CALENDAR(PANELOBS=20,A) 1991:1
DATA(FORMAT=XLS,NOLABELS,ORG=MULTIPLEROWS,TOP=2,LEFT=2) $
1//1991:01 20//2017:01 VARIABLE_B


*** print(dates) / variable_A variable_B


scatter 1
# variable_A variable_B

Re: Reading Panel Data Set

Posted: Thu Aug 16, 2018 8:34 pm
by TomDoan
Use SMPL options with the %PERIOD(T) function. For instance:

scatter(smpl=%period(t)>=1991:1.and.%period(t)<2000:1) 1
# variable_A variable_B

Re: Reading Panel Data Set

Posted: Thu Aug 16, 2018 9:04 pm
by bok1234
Thank you, Mr.Doan, it works.
Now 20 individuals in my panel data sets should be divided 4 groups - 1 to 5, 6 to 10, 11 to 15, 16 to 20.
Does SCATTER have option for this?

Re: Reading Panel Data Set

Posted: Thu Aug 16, 2018 9:38 pm
by TomDoan
This is covered in the manual. https://estima.com/docs/RATS%209%20User ... f#page=431. Use the %INDIV function for individuals.

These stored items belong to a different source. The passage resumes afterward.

Issue #1780, opened 2024-03-27
NavigationHistoryEntry and NavigationLocation do not take into account Editor IDs


Greglar4:
In the case where there are multiple different editors whose Editor Inputs are considered the same, undesirable behavior can happen when navigating between them using the go back/forwards Eclipse navigation actions. In particular, the display strings of the NavigationHistoryEntries in the dropdown menus of the go back/forwards buttons can change depending on which editor is currently open. Additionally, the incorrect editor may be opened when actually navigating to various NavigationHistoryEntries when compared to the actual ordered history of which editors were opened by the user.

For a specific example, in our use case we have an Xtext text editor, and a NatTable in a MultiPageEditor that operate on the same underlying file. They both have FileEditorInputs for their EditorInputs, and because they are editing the same underlying file, these EditorInputs are considered the same, though these two editors should be treated as different editors from a navigation history point of view.

This is expanded upon in this [discussion](https://github.com/eclipse-platform/eclipse.platform.ui/discussions/1753).

This is also related to the closed issue [#339](https://github.com/eclipse-platform/eclipse.platform.ui/issues/339), which was resolved by this [pull request](https://github.com/eclipse-platform/eclipse.platform.ui/pull/1150).

A solution would be to also take into account the editor ids of the editor, as was done for the solution of issue #339. I will submit a pull request for this issue shortly.

PR #1781, opened 2024-03-27
Navigation - Issue #1780

Greglar4:
Updates the restoreLocation() method of the NavigationHistoryEntry class to match the editor ID as well as the editor input when opening the editor. Also updates the getEditorPart() method of the NavigationLocation class to return the IEditorPart based on the editor ID as well as the editor input, if both are available.

### DIFF
--- a/bundles/org.eclipse.ui.workbench/Eclipse UI/org/eclipse/ui/NavigationLocation.java
+++ b/bundles/org.eclipse.ui.workbench/Eclipse UI/org/eclipse/ui/NavigationLocation.java
@@ -25,6 +25,8 @@ public abstract class NavigationLocation implements INavigationLocation {
 
 	private IEditorInput input;
 
+	private String editorId;
+
 	/**
 	 * Constructs a NavigationLocation with its editor part.
 	 *
@@ -32,6 +34,7 @@ public abstract class NavigationLocation implements INavigationLocation {
 	 */
 	protected NavigationLocation(IEditorPart editorPart) {
 		this.page = editorPart.getSite().getPage();
+		this.editorId = editorPart.getSite().getId();
 		this.input = editorPart.getEditorInput();
 	}
 
@@ -43,13 +46,26 @@ public abstract class NavigationLocation implements INavigationLocation {
 	protected IEditorPart getEditorPart() {
 		if (input == null) {
 			return null;
+		} else if (editorId == null) {
+			return page.findEditor(input);
+		} else {
+			IEditorReference[] editorReferences = page.findEditors(input, editorId,
+					IWorkbenchPage.MATCH_ID | IWorkbenchPage.MATCH_INPUT);
+			if (editorReferences.length > 0) {
+				return editorReferences[0].getEditor(false);
+			}
+			return null;
 		}
-		return page.findEditor(input);
 	}
 
 	@Override
 	public Object getInput() {
 		return input;
+	}
+
+	@Override
+	public String getId() {
+		return editorId;
 	}
 
 	@Override
@@ -64,6 +80,11 @@ public abstract class NavigationLocation implements INavigationLocation {
 	@Override
 	public void setInput(Object input) {
 		this.input = (IEditorInput) input;
+	}
+
+	@Override
+	public void setId(String id) {
+		this.editorId = id;
 	}
 
 	/**
--- a/tests/org.eclipse.ui.tests.navigator/src/org/eclipse/ui/tests/navigator/GoBackForwardsTest.java
+++ b/tests/org.eclipse.ui.tests.navigator/src/org/eclipse/ui/tests/navigator/GoBackForwardsTest.java
@@ -1,0 +1,244 @@
+/*******************************************************************************
+ * Copyright (c) 2000, 2020 IBM Corporation and others.
+ *
+ * This program and the accompanying materials
+ * are made available under the terms of the Eclipse Public License 2.0
+ * which accompanies this distribution, and is available at
+ * https://www.eclipse.org/legal/epl-2.0/
+ *
+ * SPDX-License-Identifier: EPL-2.0
+ *
+ * Contributors:
+ *     Louis Detweiler <greg.detweiler42@gmail.com> - Issue #1780
+ *******************************************************************************/
+package org.eclipse.ui.tests.navigator;
+
+import java.io.IOException;
+
+import org.eclipse.core.resources.IFile;
+import org.eclipse.core.resources.IProject;
+import org.eclipse.core.runtime.CoreException;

Re: Reading Panel Data Set

Posted: Thu Aug 16, 2018 11:12 pm
by bok1234
Yes, %INDIV function works perfect. Thank you.

Re: Reading Panel Data Set

Posted: Fri Aug 24, 2018 5:29 pm
by bok1234
This is a question about truncation of idiosyncratic values of data set.
Please see again my former data set 'variable_A.xls', an absurd one.
This data set has too many extreme values to test or graph with it,
so I need to truncate this data set with 'some standards' in order to rebuild it.

As the truncation standards, I think 2 ways as below.
(1) specific values as upper and lower bounds
e.g. truncating data more than 5000000 and less than -5000 among whole data set
(2) specific percentile as upper and lower bounds
e.g. truncating data more than upper 5% and lower 5% of whole data set distribution

Please let me know how to code these two ways.